# How often do boosts change?



## ooberEATSgoober (Mar 7, 2017)

I do only UberEats and when I started in March, boost in Queens was 1.6. Last few weeks it's been 1.2, which is garbage, especially when you get one ping an hour, if that!

How often do boosts change? Or should I expect 1.2 for the foreseeable future?


----------



## Go4 (Jan 8, 2017)

I think Uber does the 1.6 boost as a lure. Once drivers take the boost, Uber says "set the hook" they lower the boost. If drivers accept the lower boost, Uber says "fish on".
No reason to raise boosts til driver pool is fished out.


----------



## ooberEATSgoober (Mar 7, 2017)

Go4 said:


> I think Uber does the 1.6 boost as a lure. Once drivers take the boost, Uber says "set the hook" they lower the boost. If drivers accept the lower boost, Uber says "fish on".
> No reason to raise boosts til driver pool is fished out.


Might be. The 1.6 at least was decent. 1.2 is a joke


----------



## algorhythm (Mar 6, 2017)

ooberEATSgoober said:


> Might be. The 1.6 at least was decent. 1.2 is a joke


I got a voicemail saying that they are changing the fare structure for UberEats NYC which will be announced in this weeks newsletter. This means Uber found a way to have us earn less which as of late, is appalling how shitty the short fare trips only have been.

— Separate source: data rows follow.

PR #2033, opened 2026-08-21
fix(1973): refuse opaque root graph completion

artokun:


artokun:
Follow-up hardening for merged #1973: same-tab root workflow switches can produce identical {scope:"root"} replies, so the orchestrator must not retire workflow A leftovers from workflow B without a workflow UUID/path. Exact head 6dfcc5d. Focused Vitest 32/32, npm.cmd run lint, git diff --check passed; independent gate is running.

artokun:
Updated exact head to d7b3dd4 after the gate found the previous opaque-root guard was incompatible with normal panel replies and still left same-shaped subgraphs ambiguous. The orchestrator now requires a per-workflow workflow_uuid on both graph replies, while panel follow-up support is being added in the paired panel release. Focused Vitest 32/32 and npm.cmd run lint pass. Please gate exact head d7b3dd4.

artokun:
Maintainer recovery update: rebased the intended #1973 follow-up onto current origin/main without carrying the stale branch delta. Exact PR head is 6b88644 (commits d0f57d7, 37f71e1, 6b88644). Validation on that exact head: npm.cmd run lint PASS; npm.cmd exec vitest run src/__tests__/orchestrator/get-errors-call-budget.test.ts PASS (33/33); git diff --check PASS. Independent gate and CI are still required before merge.

artokun:
Independent maintainer gate at exact HEAD 6b88644: SHIP. Reviewed origin/main...HEAD; scope is limited to get-errors audit identity helper, panel_get_errors caller, and focused tests. Verified post-call route capture, matching workflow_uuid/path fail-closed identity checks, and mutation only after route and graph identity checks. Validation: git diff --check PASS; tsc --noEmit PASS; focused Vitest attempted but blocked by environment spawn EPERM during Vite startup (no test failure observed). No introduced P0/P1 correctness or security issue found.

PR #2034, opened 2026-08-21
fix(2030): default the panel bridge to 9199 and never kill a foreign holder

### LINKED ISSUE #2030: Bridge port 9180 collides with Logitech G HUB, and comfyui-mcp's reclaim path offers to kill it; move the default to 9199 with a migration that never strands a live 9180 session across auto-update
### What happens

On a machine with Logitech G HUB installed (most gaming and creator desktops), `lghub_agent` is already listening on `127.0.0.1:9180` when comfyui-mcp starts. G HUB is a supervised autostart service: kill the agent and the updater respawns it within a second. comfyui-mcp's dedicated bridge port is 9180. So:

1. **The bind loop cannot win.** `UiBridge` retries `EADDRINUSE` five times over ~6 s (`src/services/ui-bridge.ts:1574-1577, 2247-2288`) and has no fallback port, no free-port search. Against a holder that never releases, every attempt is spent before the first user-visible message.
2. **Then it offers to kill the holder, and calls it ours.** `tryReclaimBridgePort` (`src/orchestrator/index.ts:771-868`) finds the pid with `netstat`/`lsof` and prompts:

   > port 9180 is already held by an unidentified process ("lghub_agent.exe" — no comfyui-mcp lockfile; likely an orphaned session or another app) — pid NNNN. Stop it (and its whole process tree) and take over port 9180? [y/N]

   The wording presumes an orphaned comfyui-mcp. On `y` it runs `taskkill /PID n /T /F` (`:628-641, :827-848`) on the user's mouse and keyboard software, waits for the respawn, and the straggler sweep at `:856-863` force-kills **whatever pid now holds 9180, with no name or lockfile check at all**. G HUB respawns again; `bridge.start()` at `:866` loses the race; the user has a dead bridge and a G HUB that just restarted twice. Non-TTY launches skip the prompt and print the same `taskkill` one-liner for the user to paste (`portKillHint`, `:646-652`). The 90 s startup deadline message (`:1074`) also says "if that is an older comfyui-mcp, stop it".

   The guards for exactly this already exist and are not wired in: `src/services/listener-ownership.ts` (branded `ours | not-ours | unconfirmed` and `supervised | abandoned | unconfirmed`, added for #814 when the ComfyUI restart path killed a supervised Desktop server) is used only on the ComfyUI restart path, and `probePanelOrchestrator` (`src/services/panel-launcher.ts:512-570`, a real WS upgrade + `hello` + `models`/`session_epoch` frame within 1200 ms) is used only by the launcher broker. The reclaim path imports neither.
3. **The panel reports G HUB as a running orchestrator.** The pack's `_port_in_use` is a bare TCP connect (`comfyui-mcp-panel/__init__.py:295-306`, docstring: "i.e. an orchestrator ... already owns the bridge"), so `/status`, `/backends`, and `/connect` return `running: true` and "orchestrator already running — connecting". The browser side then dials `ws://127.0.0.1:9180`, G HUB accepts or rejects the upgrade, and the user sits through a 20 to 45 s handshake timeout per attempt (`comfyui-mcp-panel.js:11431-11467`) before "Something else may be holding the port."

Nothing in either repo mentions Logitech, LGHUB, or G HUB; `gh issue list --search` for all three returns nothing, so every user who hit this so far worked around it alone with `COMFYUI_MCP_BRIDGE_PORT`. The port was chosen to dodge an internal collision with the legacy `--channels` bridge on 9101 (`comfyui-mcp-panel/CHANGELOG.md:1440-1442`); no external survey was done then. Doing one now: 9182, the phone-pairing port, is also the Prometheus `windows_exporter` default and is the one port in the block bound on `0.0.0.0` (`orchestrator/index.ts:1226, 1263`).

### The dangerous part is the update, not the port

Auto-update is default-on and hourly and restarts the orchestrator (#875, #1963). If a release changes the default to 9199 and that restart adopts it, a user who is on 9180 today and perfectly happy (no G HUB, or a pinned override) comes back to an orchestrator on 9199 and a panel still dialing 9180. Their session is gone, the panel says "no agent is listening", and nothing told them why. That is worse than the collision. So the rule for the change is:

- **A session that is working on 9180 keeps working on 9180 across a self-restart.** Auto-update, `panel_restart_comfyui`-driven relaunches, crash respawns: the relaunched child inherits the parent's *effective* bridge port explicitly (`COMFYUI_MCP_BRIDGE_PORT=<port it was bound to>` in the child env), never the compiled default. Today the three re-derivations at `orchestrator/index.ts:1104, 1209, 1488` and `boot.ts:528` each compute `env || 9180` independently, so a new default silently applies to the child.
- **A fresh user launch adopts the new default.** No inherited env, no pin: bind 9199.
- **The panel follows the orchestrator, not a guess.** The orchestrator already POSTs its tunnel URL to the pack (`advertise_bridge`, `__init__.py:517-543`); the same call carries the local `ws://127.0.0.1:<port>` so `/bridge_url` is authoritative. Until a panel that understands that is installed, the panel's default list is `[9199, 9180]` with the handshake as the arbiter, using the `LEGACY_BRIDGE_URL` migration pattern that already exists for 9101 (`comfyui-mcp-panel.js:1152-1153`): a saved setting of exactly `ws://127.0.0.1:9180` is treated as "default", not as a pin.
- **A user who set `COMFYUI_MCP_BRIDGE_PORT=9180` by hand is a pin** and is never moved.

### What correct looks like

1. **Never kill a process we cannot prove is ours.** `tryReclaimBridgePort` runs `probePanelOrchestrator` against the port first. If it answers the panel protocol and the lockfile is ours or stale: today's flow. If it does not answer the protocol: no prompt, no `taskkill`, no straggler sweep. Print the process name, say it is not comfyui-mcp, and say what to do (the override, or the new default if this is a pre-migration build). The same classification feeds `portKillHint` and the startup-deadline text, which today both instruct the user to kill the holder.
2. **New default block, counting down from 9199.** Bridge **9199**, panel HTTP-MCP 9198, phone pairing 9197, console 9196, tunnel listener 9195. Counting *up* from 9199 would put the panel MCP on 9200 (Elasticsearch, and IANA `wap-wsp`), which is a real developer-desktop collision; 9195 to 9199 are IANA-unassigned and the only claimants are niche Prometheus exporters (`igd`, `mtail`, `logstash`, `cloudflare`, `maxscale`) that do not run on desktops. 9199 keeps the nod to 8188. One constant, `DEFAULT_PANEL_BRIDGE_PORT` (`panel-launcher.ts:29`), replaces the four bare `9180` literals, and the `+1..+4` arithmetic at `orchestrator/index.ts:1226, 2205, 2223, 6596` becomes `-1..-4` through one helper so a test can pin the map.
3. **Migration that cannot strand anyone** (the rules above), with a test that starts an orchestrator on 9180, simulates the update restart, and asserts the child is still on 9180 and the panel still connects; and a second test that asserts a fresh launch lands on 9199.
4. **The pack stops inferring identity from a TCP connect.** `_port_in_use` becomes a protocol probe (the same `hello` → `models` exchange), so `/status` says `running: false, port_held_by: "lghub_agent.exe"` instead of `running: true`.
5. **Docs and contracts.** `docs/third-party-hosts.mdx` (12 locales) publishes "pairing port = bridge + 2, default 9182" as an integration contract; it becomes "bridge − 2, default 9197" with a note that 9180-era URLs still pair. `configuration.mdx`, `troubleshooting.mdx` (its heading quotes `ws://127.0.0.1:9180`), `cloud-deployment.mdx`, `panel.mdx`, `installation.mdx`, `README.md:204`, `.env.example:36`, `docker/runpod/README.md:621`, the panel README and settings tooltip, and the mobile app's pairing hint (`pairing_screen.dart:87`). The release note names Logitech G HUB so the next person searching finds it.

### Tests that pin today's value

`src/__tests__/orchestrator/startup-deadline.test.ts:36` (`const PORT = 9180`), `panel-console-http.test.ts:52` (`bridge_port` 9180), `agent-identity.test.ts:60` (identity filename embeds the port), `config.test.ts:477-511` (`local-target-9180.json`), `i18n/terminal-layout.test.ts:82-98` and `panel-console-i18n.test.ts:184` (banner string), the 9181 panel-MCP URL in `antigravity/gemini/grok/qwen-backend.test.ts` and `transport/cli.test.ts`; panel `command-liveness.test.mjs` (6); mobile `pairing_url_test.dart` (5). None of them test the port map symbolically or the reclaim path against a foreign holder; the fix adds both.

### Environment

comfyui-mcp 0.52.41, comfyui-mcp-panel 0.15.31. Windows with Logitech G HUB; reproduced as "bridge never binds, prompt offers to stop lghub_agent.exe, G HUB restarts".

**Two independent user reports so far**, one from a YouTuber setting up on camera and one from a Discord user, both on Windows with G HUB installed, both hitting the bind failure on first run. Neither found the `COMFYUI_MCP_BRIDGE_PORT` override on their own; both needed the maintainer to diagnose it. That is the friction cost of a default that loses to an autostart service: it lands on the first-run experience, for the users most likely to be showing it to others. G HUB's habit of sitting on and hopping 9xxx ports is documented elsewhere (rancher-desktop #2585: it took 9080, then 9081 when that was busy).

Related: #814 (killed a supervised process we cannot relaunch, the same shape on the ComfyUI port) · #1524 (origin of the startup deadline) · #875 and #1963 (auto-update restarts and what they must not break) · comfyui-mcp-panel#1596 (companion: the pack-side probe, advertised port, and 9180 legacy migration).

artokun:
Fixes #2030

Companion: [comfyui-mcp-panel#1596](https://github.com/artokun/comfyui-mcp-panel/issues/1596) (pack-side protocol probe, advertised port, 9180 legacy list). This PR is the orchestrator half only.

## User-visible change

On a machine with Logitech G HUB, `lghub_agent` already owns `127.0.0.1:9180`. The panel bridge used to retry that port five times, then offer to `taskkill /T /F` the holder as an "orphaned session". Saying yes killed G HUB; the straggler sweep then killed whatever respawned onto 9180.

Fresh launches now bind **9199** (panel HTTP-MCP 9198, pairing 9197, console 9196, tunnel 9195 — counting *down* so 9200/Elasticsearch is never in the block). Override with `COMFYUI_MCP_BRIDGE_PORT`.

## Migration rule

- A session already working on 9180 stays on 9180 across auto-update / self-restart / crash respawn that inherits env. The child gets `COMFYUI_MCP_BRIDGE_PORT=<port it was bound to>`, never the compiled default. An unpinned self-restart from a pre-pin build also stays on 9180 so the bind-retry still rides the parent's release.
- A hand-set `COMFYUI_MCP_BRIDGE_PORT=9180` is a pin and is never moved.
- 9180-era pairing on 9182 still answers (`panelPortBlock(9180)` keeps +1..+4).
- The orchestrator advertises `ws://127.0.0.1:<bound-port>` as `local_url` on the existing `advertise_bridge` POST so the panel can follow.

## Reclaim rule

`tryReclaimBridgePort` runs `probePanelOrchestrator` first. Classification is minted in `classifyBridgeHolder` (`listener-ownership.ts`: `ours | not-ours`).

- Protocol speaker + lockfile ours or stale → today's prompt/kill flow.
- TCP open but protocol probe fails → **no prompt, no taskkill, no straggler sweep**. The message names the process as not comfyui-mcp, names Logitech G HUB as a known occupant of 9180, and points at `COMFYUI_MCP_BRIDGE_PORT` / default 9199.
- Same classification feeds `portKillHint` (ours only) and the startup-deadline text.

## Test evidence

Shipped functions, not a second map:

- `panelPortBlock(DEFAULT_PANEL_BRIDGE_PORT)` pins 9199/9198/9197/9196/9195; `panelPortBlock(9180)` keeps 9180/9181/9182/9183/9184.
- `resolveBridgePort({})` is 9199; pin 9180 stays 9180; unpinned `COMFYUI_MCP_RESTART_GEN>0` stays 9180; `selfRestartChildEnv` inherits the bound port.
- Foreign holder: real TCP listener that refuses the WebSocket upgrade → `probePanelOrchestrator` fails → `tryReclaimBridgePort` does not prompt or kill; log names the process as not ours.
- `advertiseBridge` body includes `local_url`.

`npx tsc --noEmit` clean. Targeted vitest (`--maxWorkers=4`): 120 + 109 tests passed (port map, reclaim, startup-deadline, advertise, console, identity, backends, launcher, self-restart).


artokun:
Ready for an independent review before merge. Orchestrator half of #2030 (default bridge 9199, never kill a foreign holder such as Logitech G HUB, live 9180 sessions inherit the bound port). Panel companion is artokun/comfyui-mcp-panel#1596.

src/services/bridge-port-reclaim.ts
```diff
@@ -0,0 +1,414 @@
...
+      supervision: unclassifiedSupervision(),
+      reclaimable: false,
+      pid: null,
+      portPid,
+      lockPid,
+      processName,
+      lock,
+      speaksPanelProtocol,
+    };
+  }
```
artokun: P1: the probe already ran, `classified` is already `not-ours` when `speaksPanelProtocol` is false, and then this branch discards it for `unclassifiedOwnership()`.

Issue #2030: a probe that fails closed as `unconfirmed` must not still offer kill. `runPanelOrchestrator` prints `portKillHint` (`taskkill /T /F`) whenever `reclaim.ownership !== "not-ours"`. G HUB that accepts TCP but whose pid `netstat`/`lsof` misses (timeout, locale, no `lsof`) therefore still gets the original kill one-liner.

Return `...classified` here (or at least `not-ours` when the probe failed). A missing pid is not a reason to un-classify a protocol miss. The foreign-holder test never hits this branch because a real listener is pid-mappable in CI, so this hole is untested.

src/orchestrator/index.ts
```diff
@@ -1317,14 +1069,20 @@ export async function runPanelOrchestrator(): Promise<void> {
...
-    );
+    reclaim = await tryReclaimBridgePort(bridge, lockPort, lockPath);
+    bound = reclaim.bound;
+  }
+  if (!bound) {
+    if (reclaim?.ownership !== "not-ours") {
+      logger.error(
+        `[panel-orchestrator] could not bind the panel bridge port — another process owns it. Free that port and restart the orchestrator. Override the port with COMFYUI_MCP_BRIDGE_PORT.\n${portKillHint(lockPort)}`,
+      );
+    }
```
artokun: P1: this is the consumer of the `unconfirmed` hole. `portKillHint` is still the copy-paste `taskkill /PID … /T /F` / `kill -9` text the issue asked to stop feeding users for a foreign holder.

The gate is `!== "not-ours"`, so `unconfirmed` (pid lookup failed after a failed protocol probe) still prints the kill recipe. Non-TTY was the original path that skipped the prompt and handed the user that one-liner — same shape, still here.

Only print `portKillHint` for `ownership === "ours"`. A foreign or unconfirmed holder should get `foreignBridgeHolderAdvice`, never a kill command.

src/orchestrator/index.ts
```diff
@@ -1065,10 +809,17 @@ export class DownloadProgressSnapshots {
...
+    exit?: (code: number) => never;
+    incumbent?: (p: number) => number | undefined;
+    holderAdvice?: (pid: number) => string;
+  } = {},
 ): () => void {
   const exit = deps.exit ?? ((code: number) => process.exit(code));
   const findIncumbent = deps.incumbent ?? pidListeningOnPort;
+  const holderAdvice =
+    deps.holderAdvice ??
+    ((pid: number) => startupDeadlineHolderAdvice({ port, pid }));
```
artokun: P1: production never classifies. `runPanelOrchestrator` calls `armStartupDeadline(lockPort)` with no `holderAdvice`, so this default always hits `startupDeadlineHolderAdvice({ port, pid })` with `ownership` undefined.

That unclassified string still leads with "If that is an older comfyui-mcp, stop it" (`bridge-port-reclaim.ts:161-166`). Naming G HUB in the second sentence does not stop the first sentence from being a kill instruction.

The new test at `startup-deadline.test.ts:99` injects a pre-classified `holderAdvice` and does not execute this default. The older test at line 91 still asserts `/stop it/` against this path, so the wording the issue wanted gone is locked in.

Classify in this callback (probe + `processNameOf` are already imported) so a foreign incumbent cannot be described as "stop it".

src/__tests__/orchestrator/startup-deadline.test.ts
```diff
@@ -93,6 +96,31 @@ describe("the startup deadline (#1524)", () => {
...
+    });
+    vi.advanceTimersByTime(91_000);
+
+    const msg = errors.join("");
+    expect(msg).toMatch(/pid 3807/);
+    expect(msg).toContain("lghub_agent.exe");
+    expect(msg).toMatch(/not comfyui-mcp/);
+    expect(msg).toMatch(/Leave it running/);
+    expect(msg).not.toMatch(/if that is an older comfyui-mcp, stop it/);
+  });
```
artokun: This test does not drive production. It injects `holderAdvice` that already ran `classifyBridgeHolder({ speaksPanelProtocol: false })`. `runPanelOrchestrator` never passes `holderAdvice`, so this green result says nothing about the 90s deadline a G HUB user would actually read.

Drop the injection and assert against the default `armStartupDeadline(PORT, { exit, incumbent })` path — or have that default classify. As written, deleting the production classification (there isn't one) does not go red, and the sibling test still pins `/stop it/`.

src/__tests__/services/bridge-ports.test.ts
```diff
@@ -0,0 +1,84 @@
...
+
+describe("pinBoundBridgePort + selfRestartChildEnv (#2030)", () => {
+  it("a child restart inherits the parent's effective 9180", () => {
+    const parent = pinBoundBridgePort(9180, { PATH: "/usr/bin" });
+    expect(resolveBridgePort(parent)).toBe(9180);
+    const child = selfRestartChildEnv(parent);
+    expect(child.COMFYUI_MCP_BRIDGE_PORT).toBe("9180");
+    expect(resolveBridgePort(child)).toBe(9180);
+    expect(Number(child.COMFYUI_MCP_RESTART_GEN)).toBeGreaterThan(0);
+  });
```
artokun, line 99: Claim vs test: this only stubs env. `pinBoundBridgePort(9180, { PATH })` then `selfRestartChildEnv(parent)` never starts an orchestrator, never binds 9180, never goes through `defaultSpawnReplacement`.

Issue #2030 asked for a test that starts on 9180, simulates the update restart, and asserts the child is still 9180. `selfRestartChildEnv`'s default `boundPort` is `resolveBridgePort(parentEnv)`, and `defaultSpawnReplacement` calls `selfRestartChildEnv()` with no port — it only stays on 9180 if `runPanelOrchestrator`'s `pinBoundBridgePort(lockPort)` already mutated `process.env`. Deleting that pin does not fail this suite.

Either spawn (or at least call `defaultSpawnReplacement` / `selfRestartChildEnv()` the way production does, from a parent whose env is *not* pre-pinned in the test) or stop claiming the restart-from-9180 case is covered.

artokun (commented):

The reproduced G HUB **auto-kill** (prompt → `taskkill /T /F` → straggler sweep of whoever respawned onto the port) is fixed **when `pidListeningOnPort` actually finds the holder**. `classifyBridgeHolder` + the `!reclaimable || ownership === "not-ours"` return in `tryReclaimBridgePort` run before `isTty` / prompt / kill, and the foreign-holder test drives that shipped function against a real TCP listener that refuses the WS upgrade. Fresh 9199, hand-pin 9180, countdown port map, and `advertise_bridge.local_url` also look right.

Three P1 holes in the claims:

1. **Probe fail-closed as `unconfirmed` still offers kill.** `assessBridgeHolder` probes, classifies `not-ours`, then throws that verdict away when no pid is mapped (`unclassifiedOwnership()`). `runPanelOrchestrator` then prints `portKillHint` (`taskkill /T /F` / `kill -9`) for any ownership that is not a definite `not-ours`. That is exactly the issue's "probe fails closed as unconfirmed and still offers kill" bug — the G HUB path whenever netstat/lsof misses.
2. **Production startup-deadline text is still "stop it".** `armStartupDeadline(lockPort)` never classifies. The default `holderAdvice` calls `startupDeadlineHolderAdvice({ port, pid })` with no ownership/processName, which still leads with "If that is an older comfyui-mcp, stop it". The new test injects a pre-classified `holderAdvice`; the older test pins `/stop it/` on the default path. Deleting classification from production would not go red.
3. **The 9180 migration test only stubs env.** `pinBoundBridgePort(9180, { PATH })` + `selfRestartChildEnv(parent)` does not start an orchestrator, does not bind 9180, and does not spawn a child. `defaultSpawnReplacement` calls `selfRestartChildEnv()` with no bound port. The pin-at-start wiring looks correct; the claimed restart-from-9180 test does not exist.

Fix (1) by returning the probe classification even when pid lookup fails (a protocol miss is already enough to refuse kill text). Fix (2) by classifying in the production deadline callback, not only in an injected test helper. Fix (3) by driving spawn env from a bound 9180 parent — or drop the claim.

artokun:
Addressed the three review findings on 78214bb:

1. **Unconfirmed pid no longer offers taskkill.** `assessBridgeHolder` keeps the protocol classification even when `pidListeningOnPort` returns null (netstat/lsof miss). Bind-fail text goes through `bindFailureAdvice`: `taskkill` only for a definite `ours`. Foreign and unconfirmed name the situation and point at `COMFYUI_MCP_BRIDGE_PORT` / 9199. Test: probe false + pid null → ownership `not-ours`, no prompt, no kill, advice has no `taskkill`. Restoring the `if (!pid) unclassified` early return goes red.

2. **Startup deadline classifies before it speaks.** Default `holderAdvice` runs `assessHolder` and passes `ownership` into `startupDeadlineHolderAdvice`. Foreign: no "stop it". Ours: still "stop it". The foreign test injects `assessHolder`, not a stub `holderAdvice`, so deleting classification from the default path goes red.

3. **Spawn replacement takes the bound port.** `defaultSpawnReplacement` calls `selfRestartChildEnv(parentEnv, boundPort)`. Test drives that helper with `boundPort=9180` against an unpinned parent env (compiled default 9199) and asserts the child env is 9180. Dropping the `boundPort` argument goes red.

Ready for an independent re-review. Not merging.

artokun (commented):
COMMENT INTENDED: APPROVE

Follow-up on 78214bbc. The three P1s from the last review are fixed on 11bc1ae, and the new tests go red if those branches are deleted.

1. **Probe fail + pid null no longer offers taskkill.** `assessBridgeHolder` always returns `classifyBridgeHolder(...)` — the `if (!pid) unclassifiedOwnership()` discard is gone. Bind-fail logs `bindFailureAdvice`, which prints `portKillHint` only for `ownership === "ours"`. Test: `probe fail + no pid: still not-ours; bind-fail advice has no taskkill` plus the ours/foreign/unconfirmed `bindFailureAdvice` cases.

2. **Default `armStartupDeadline` classifies.** Production still calls `armStartupDeadline(lockPort)` with no stub. Default `assessHolder` → `assessBridgeHolder`; default `holderAdvice` passes `ownership` into `startupDeadlineHolderAdvice`. Unclassified text no longer says "stop it"; that string is only the `ours` branch. The foreign-holder test drives the default `holderAdvice` (injects `assessHolder`, not `holderAdvice`). Source-pinned: `assessHolder`, `ownership: a.ownership`, `armStartupDeadline(lockPort)`.

3. **Spawn helper inherits bound 9180.** `defaultSpawnReplacement` calls `selfRestartChildEnv(parentEnv, boundPort)` with `boundPort` as a distinct argument. Test drives that shipped function with an unpinned parent env + `boundPort: 9180` and a fake `spawn`; dropping the second argument resolves to 9199 and goes red.

Targeted vitest on this head: 28 passed (bridge-port-reclaim, bridge-ports, startup-deadline).

No new P1. Same GitHub user — cannot submit `APPROVE`, so this is COMMENT as required.

artokun:
CI `check:docs-locale` failed because fenced code blocks in translated `third-party-hosts.mdx` must be byte-identical to English. The bulk port rewrite had changed locale copy-paste samples (block #2, the JS reference client) while English still had `:9182`, and the LLM-prompt fence wrapping had drifted.

Fix: English reference client now uses `:9197`, and every locale fence was copied from English. `npm run check:docs-locale` and `npm run check:docs-links` both pass.

artokun (commented):
COMMENT INTENDED: APPROVE

Head `403984c50caa78a6d6b2c7f7734b3919307b4746`. Previous APPROVE was on `11bc1ae` (the three P1s: no taskkill on unconfirmed/foreign holders, classified startup-deadline text, bound-port inherit). This SHA is the `check:docs-locale` fix: locale `third-party-hosts` code block #2 is now identical to English, and the English pairing example is `9197` (bridge − 2). No behavior change in reclaim/restart/bind.

Same GitHub user, so this is COMMENT not an Approve event. Merge when Build is green. Ignore Mintlify/Copilot.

They changed their algorhythm to not allow dropoffs for me that are more than 3.5-4 miles from the restaurant even though I was never slow with the longer ones.


----------



## ooberEATSgoober (Mar 7, 2017)

algorhythm said:


> I got a voicemail saying that they are changing the fare structure for UberEats NYC which will be announced in this weeks newsletter. This means Uber found a way to have us earn less which as of late, is appalling how shitty the short fare trips only have been.
> 
> They changed their algorhythm to not allow dropoffs for me that are more than 3.5-4 miles from the restaurant even though I was never slow with the longer ones.


I wonder what the new fare structure will be. How is it possible to make even less!?


----------



## algorhythm (Mar 6, 2017)

ooberEATSgoober said:


> I wonder what the new fare structure will be. How is it possible to make even less!?


Looks like as of the recent newsletter, starting May 8th the new fare structure for NY will be:

Pickup $2.00 + $1.30/mile + $1.00 Dropoff - 25% Uber fee

This means thats even a very close (0.5 mile - 1 mile) dropoff will net you a whopping $2.75-$3.23. They plan to compensate this with boosts that vary by area. This does not include the distance driven to the pickup.

With the old model, you would net at a bare minimum $3.75 after fee for short distance dropoffs with $2.50 per mile added, then minus 25% ( not in that order, but just summarizing).

Essentially, they managed to shave up to $1.00 per trip right out of our pockets. And they presume the boosts will compensate this garbage, but always take the 25% fee AFTER BOOST.

And best of all, no tips, and now all trips being less than 3-4 miles from pickup.


----------



## islanders88 (May 7, 2017)

algorhythm said:


> Looks like as of the recent newsletter, starting May 8th the new fare structure for NY will be:
> 
> Pickup $2.00 + $1.30/mile + $1.00 Dropoff - 25% Uber fee
> 
> ...


same here in Brooklyn it sux with all the deliveries coming up to $3.75-$7 maximum. I think the reason we are not getting longer deliveries as in 4 miles or more is because Uber has ranged the distance of the restaurant to the customer's drop off. I use UberEats to order sometimes and i can't access restaurants which are farther like 4 miles or more. Having said that, now they might expand the range mileage since they dropped the rates to 1.30 per miles for the driver. I used to make good money with 1.6x boost before they lowered it to 1.2x in outer Brooklyn and Queens. The problem with working in 1.8x inner downtown brooklyn and 2.0x manhattan is the deliveries are much more complicated and painful with cars, and chances of getting a parking ticket and customers being real unaccomodating a""holes very high.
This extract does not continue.